Table of Contents
ISRN Machine Vision
Volume 2012, Article ID 872131, 9 pages
Research Article

Chord-Length Shape Features for Human Activity Recognition

Institute for Electronics, Signal Processing and Communications (IESK), Otto-von-Guericke-University Magdeburg, 39106 Magdeburg, Germany

Received 2 August 2012; Accepted 20 September 2012

Academic Editors: M. La Cascia, A. Prati, J. M. Tavares, and C. S. Won

Copyright © 2012 Samy Sadek et al. This is an open access article distributed under the Creative Commons Attribution License, which permits unrestricted use, distribution, and reproduction in any medium, provided the original work is properly cited.

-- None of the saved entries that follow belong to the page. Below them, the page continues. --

PR #29, opened 2019-12-13
Add zfs_zpool.sh script

candlerb:
Useful for monitoring zpool health, zvolumes, and zfs filesystems which are not mounted

Also zfs-specific stats which can't be seen from node_filesystem metrics (e.g. compressratio)


grahamc:
For whatever it is worth, I use this to track the age of the latest snapshot:

```
        zfs list -Hp -t snapshot -o name,creation \
          | sed -e 's#@.*\s# #' \
          | awk '
              {
                if (last[$1] < $2) {
                  last[$1]=$2
                }
              }
              END {
                for (m in last) {
                  printf "zfs_snapshot_age_seconds{dataset=\"%s\"} %s\n", m, last[m];
                }
              }
            ' \
          | sponge znapzend-snaps.prom
```

zfs_zpool.sh
```diff
@@ -0,0 +1,72 @@
+#!/bin/bash -eu
```
dswarbrick, line 1: We're trying to standardize on `/usr/bin/env ...` for shebangs in this repo.
```suggestion
#!/usr/bin/env bash

 set -eu
```

candlerb: Done (and rebased on master)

Despite their high stability and compactness, chord-length shape features have received relatively little attention in the human action recognition literature. In this paper, we present a new approach for human activity recognition, based on chord-length shape features. The most interesting contribution of this paper is twofold. We first show how a compact, computationally efficient shape descriptor; the chord-length shape features are constructed using 1-D chord-length functions. Second, we unfold how to use fuzzy membership functions to partition action snippets into a number of temporal states. On two benchmark action datasets (KTH and WEIZMANN), the approach yields promising results that compare favorably with those previously reported in the literature, while maintaining real-time performance.